Proper orthogonal decomposition with SUPG-stabilized isogeometric analysis for reduced order modelling of unsteady convection-dominated convection-diffusion-reaction problems

Abstract

We consider reduced order modelling of unsteady convection-dominated convection-diffusion-reaction problems with proper orthogonal decomposition (POD) in combination with isogeometric analysis. Isogeometric analysis has potential advantages in exact geometry representations, efficient mesh generation, different (h, p, and k) refinements and smooth Bspline/NURBS basis functions. In order to compensate the oscillations caused by the convection-dominated effect, the streamline-upwind Petrov-Galerkin (SUPG) stabilization method is used both in generation of snapshots and POD-Galerkin method.

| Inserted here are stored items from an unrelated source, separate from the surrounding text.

PR #1437, opened 2023-10-09
add union test

cataggar:
~This allows a `tests.rs` file for a generated service.~

It now just adds a union test and adds `anyhow` as a dev-dependency for services.
This PR does not add the tests to CI. That would be next.

### DIFF
--- a/services/mgmt/vmware/src/tests.rs
+++ b/services/mgmt/vmware/src/tests.rs
@@ -1,0 +1,47 @@
+use super::*;
+
+#[cfg(feature = "package-2023-03-01")]
+#[test]
+fn test_list_dhcp_configurations_deserialization() -> anyhow::Result<()> {
+    use anyhow::{bail, ensure};
+    use package_2023_03_01::models::*;
+    // copied from specification\vmware\resource-manager\Microsoft.AVS\stable\2023-03-01\examples\WorkloadNetworks_ListDhcpConfigurations.json
+    let json = br#"
+    {
+        "value": [
+          {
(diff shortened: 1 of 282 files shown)


services/mgmt/vmware/src/tests.rs
```diff
@@ -0,0 +1,47 @@
...
+    // copied from specification\vmware\resource-manager\Microsoft.AVS\stable\2023-03-01\examples\WorkloadNetworks_ListDhcpConfigurations.json
+    let json = br#"
+    {
+        "value": [
+          {
+            "id": "/subscriptions/00000000-0000-0000-0000-000000000000/resourceGroups/group1/providers/Microsoft.AVS/privateClouds/cloud1/workloadNetworks/default/dhcpConfigurations/dhcpConfigurations1",
+            "name": "dhcp1",
+            "properties": {
+              "displayName": "dhcpConfigurations1",
+              "dhcpType": "SERVER",
```
cataggar, line 17: This is a union that now passes with #1435 fixed.

heaths (approved):
Seems fine, but just to double check my understanding of *why*: effectively, it's a file in an otherwise generated location, so you want to move it, regen, then move it back (as well as reference it in `lib.rs`),yeah?

services/mgmt/vmware/src/tests.rs
```diff
@@ -0,0 +1,47 @@
+use super::*;
+
+#[cfg(feature = "package-2023-03-01")]
```
demoray, line 3: Instead of src/tests.rs, why not have tests/foo.rs?  Based on my understanding of the rest of the code generation, this wouldn't need anything special to manage.

cataggar: That is a lot easlier.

Based on the recent novel and promising discretization method-Isogeometric analysis, we propose a new fully discrete SUPG-stabilized scheme, the associated numerical error features three components due to spatial discretization by isogeometric analysis with SUPG stabilization, time discretization with the Crank-Nicolson scheme, and modes truncation by POD. We show a priori error estimates of the fully discrete scheme and give suitable stabilization parameters numerically. A variety of two and three-dimensional benchmark tests and numerical examples are provided to show the effectiveness, accuracy, and efficiency of the reduced order modelling methods by virtue of potential advantages of isogeometric analysis.